Find every line below with the word "DataX" in it, and copy each one.

── Data shown ──

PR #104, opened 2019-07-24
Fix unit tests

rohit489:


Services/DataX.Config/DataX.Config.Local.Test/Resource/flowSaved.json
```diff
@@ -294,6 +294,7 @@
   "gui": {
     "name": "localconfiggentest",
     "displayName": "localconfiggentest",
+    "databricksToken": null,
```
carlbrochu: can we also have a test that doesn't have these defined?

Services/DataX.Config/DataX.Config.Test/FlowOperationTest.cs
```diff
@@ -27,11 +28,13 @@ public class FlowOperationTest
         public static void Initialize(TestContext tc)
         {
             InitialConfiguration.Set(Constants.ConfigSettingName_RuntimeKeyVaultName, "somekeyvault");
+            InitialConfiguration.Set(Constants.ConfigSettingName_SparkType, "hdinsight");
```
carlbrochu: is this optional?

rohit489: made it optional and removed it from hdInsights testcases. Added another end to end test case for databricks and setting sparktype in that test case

───

Task result:
Services/DataX.Config/DataX.Config.Local.Test/Resource/flowSaved.json
Services/DataX.Config/DataX.Config.Test/FlowOperationTest.cs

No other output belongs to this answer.